▶ _WHAT TO PRODUCE_
From the entries below, output the line with "CORDA-742 Mrizzo fix" and each following line up to and including the line with "private fun generateNodeInfos()", exactly as written.

▶ _Stored records_
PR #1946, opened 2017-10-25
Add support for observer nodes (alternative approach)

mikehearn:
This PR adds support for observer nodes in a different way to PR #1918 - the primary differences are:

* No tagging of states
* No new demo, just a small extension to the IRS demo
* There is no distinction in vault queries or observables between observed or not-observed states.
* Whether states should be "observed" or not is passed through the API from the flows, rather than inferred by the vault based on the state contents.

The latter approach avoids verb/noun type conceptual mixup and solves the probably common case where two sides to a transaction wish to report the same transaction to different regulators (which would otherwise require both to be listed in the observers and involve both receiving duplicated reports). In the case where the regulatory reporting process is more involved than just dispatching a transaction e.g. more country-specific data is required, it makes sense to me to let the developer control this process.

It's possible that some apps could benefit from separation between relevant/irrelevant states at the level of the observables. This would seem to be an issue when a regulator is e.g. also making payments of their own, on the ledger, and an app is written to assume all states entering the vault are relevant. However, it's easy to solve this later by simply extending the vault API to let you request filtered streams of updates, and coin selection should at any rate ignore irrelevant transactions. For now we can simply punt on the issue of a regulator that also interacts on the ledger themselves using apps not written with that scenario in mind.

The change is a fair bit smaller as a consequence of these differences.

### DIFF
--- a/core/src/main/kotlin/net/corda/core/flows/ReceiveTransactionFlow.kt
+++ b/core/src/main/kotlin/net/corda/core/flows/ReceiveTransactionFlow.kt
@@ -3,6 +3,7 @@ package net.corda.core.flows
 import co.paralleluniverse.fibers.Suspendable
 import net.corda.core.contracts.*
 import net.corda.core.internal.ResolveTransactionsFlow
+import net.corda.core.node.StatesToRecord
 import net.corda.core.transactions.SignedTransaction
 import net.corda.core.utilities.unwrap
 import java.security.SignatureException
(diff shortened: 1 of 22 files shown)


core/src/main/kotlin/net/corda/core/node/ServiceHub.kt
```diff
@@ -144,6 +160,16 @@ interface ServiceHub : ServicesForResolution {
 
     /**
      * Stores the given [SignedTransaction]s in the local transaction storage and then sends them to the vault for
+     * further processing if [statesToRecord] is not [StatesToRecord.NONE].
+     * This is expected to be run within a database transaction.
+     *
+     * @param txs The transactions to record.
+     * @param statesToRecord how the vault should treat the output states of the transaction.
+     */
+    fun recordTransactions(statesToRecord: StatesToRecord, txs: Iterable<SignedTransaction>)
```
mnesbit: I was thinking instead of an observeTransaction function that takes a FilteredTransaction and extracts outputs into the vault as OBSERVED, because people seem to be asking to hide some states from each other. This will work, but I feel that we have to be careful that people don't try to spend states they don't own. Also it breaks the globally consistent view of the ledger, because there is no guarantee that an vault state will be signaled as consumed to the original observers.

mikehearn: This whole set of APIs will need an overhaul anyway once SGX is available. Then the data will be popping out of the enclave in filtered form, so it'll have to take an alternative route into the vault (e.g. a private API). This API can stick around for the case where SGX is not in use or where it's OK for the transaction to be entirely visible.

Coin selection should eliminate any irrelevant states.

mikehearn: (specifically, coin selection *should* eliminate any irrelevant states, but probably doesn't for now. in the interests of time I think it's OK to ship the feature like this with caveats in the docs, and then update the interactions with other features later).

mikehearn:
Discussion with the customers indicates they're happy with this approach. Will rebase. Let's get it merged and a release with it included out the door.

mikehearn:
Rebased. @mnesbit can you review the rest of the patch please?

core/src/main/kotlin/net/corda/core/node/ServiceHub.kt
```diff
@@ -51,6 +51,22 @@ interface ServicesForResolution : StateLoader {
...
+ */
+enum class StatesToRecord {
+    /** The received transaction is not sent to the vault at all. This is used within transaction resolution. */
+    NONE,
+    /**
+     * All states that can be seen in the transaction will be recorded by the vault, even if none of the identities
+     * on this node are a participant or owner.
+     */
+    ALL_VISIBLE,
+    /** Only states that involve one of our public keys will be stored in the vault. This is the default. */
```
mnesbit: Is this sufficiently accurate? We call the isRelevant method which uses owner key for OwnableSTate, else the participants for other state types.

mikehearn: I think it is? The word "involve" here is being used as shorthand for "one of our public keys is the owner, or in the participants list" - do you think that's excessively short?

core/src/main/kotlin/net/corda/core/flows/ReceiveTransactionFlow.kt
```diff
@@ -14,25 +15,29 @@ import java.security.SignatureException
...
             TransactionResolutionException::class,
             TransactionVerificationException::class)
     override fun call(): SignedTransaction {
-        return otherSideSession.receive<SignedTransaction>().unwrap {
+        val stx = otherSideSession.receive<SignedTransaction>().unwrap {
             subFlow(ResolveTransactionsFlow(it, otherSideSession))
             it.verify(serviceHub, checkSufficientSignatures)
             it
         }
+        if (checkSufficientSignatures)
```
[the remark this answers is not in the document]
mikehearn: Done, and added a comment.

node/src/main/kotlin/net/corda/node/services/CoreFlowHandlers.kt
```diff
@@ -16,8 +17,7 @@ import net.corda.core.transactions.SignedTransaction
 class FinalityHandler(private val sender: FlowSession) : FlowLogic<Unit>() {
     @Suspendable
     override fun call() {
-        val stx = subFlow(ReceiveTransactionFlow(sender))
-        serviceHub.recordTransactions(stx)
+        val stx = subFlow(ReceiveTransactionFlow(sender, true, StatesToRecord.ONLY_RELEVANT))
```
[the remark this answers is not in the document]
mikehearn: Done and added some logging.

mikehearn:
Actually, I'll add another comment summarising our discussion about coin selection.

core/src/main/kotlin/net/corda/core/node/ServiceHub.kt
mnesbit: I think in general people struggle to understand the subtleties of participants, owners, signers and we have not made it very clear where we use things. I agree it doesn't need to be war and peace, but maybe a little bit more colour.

* * *

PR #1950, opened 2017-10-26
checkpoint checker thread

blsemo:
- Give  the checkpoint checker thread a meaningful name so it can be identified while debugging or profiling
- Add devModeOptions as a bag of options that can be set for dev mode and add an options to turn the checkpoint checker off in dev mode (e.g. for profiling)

---

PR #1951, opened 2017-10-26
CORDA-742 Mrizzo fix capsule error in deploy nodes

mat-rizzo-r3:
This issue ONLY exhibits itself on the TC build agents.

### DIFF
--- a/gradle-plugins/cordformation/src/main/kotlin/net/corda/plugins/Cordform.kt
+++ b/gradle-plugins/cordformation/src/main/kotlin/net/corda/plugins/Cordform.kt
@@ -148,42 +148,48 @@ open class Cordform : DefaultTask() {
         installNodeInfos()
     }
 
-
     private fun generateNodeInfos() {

▶ _YOUR RESPONSE_
CORDA-742 Mrizzo fix capsule error in deploy nodes

mat-rizzo-r3:
This issue ONLY exhibits itself on the TC build agents.

### DIFF
--- a/gradle-plugins/cordformation/src/main/kotlin/net/corda/plugins/Cordform.kt
+++ b/gradle-plugins/cordformation/src/main/kotlin/net/corda/plugins/Cordform.kt
@@ -148,42 +148,48 @@ open class Cordform : DefaultTask() {
         installNodeInfos()
     }
 
-
     private fun generateNodeInfos() {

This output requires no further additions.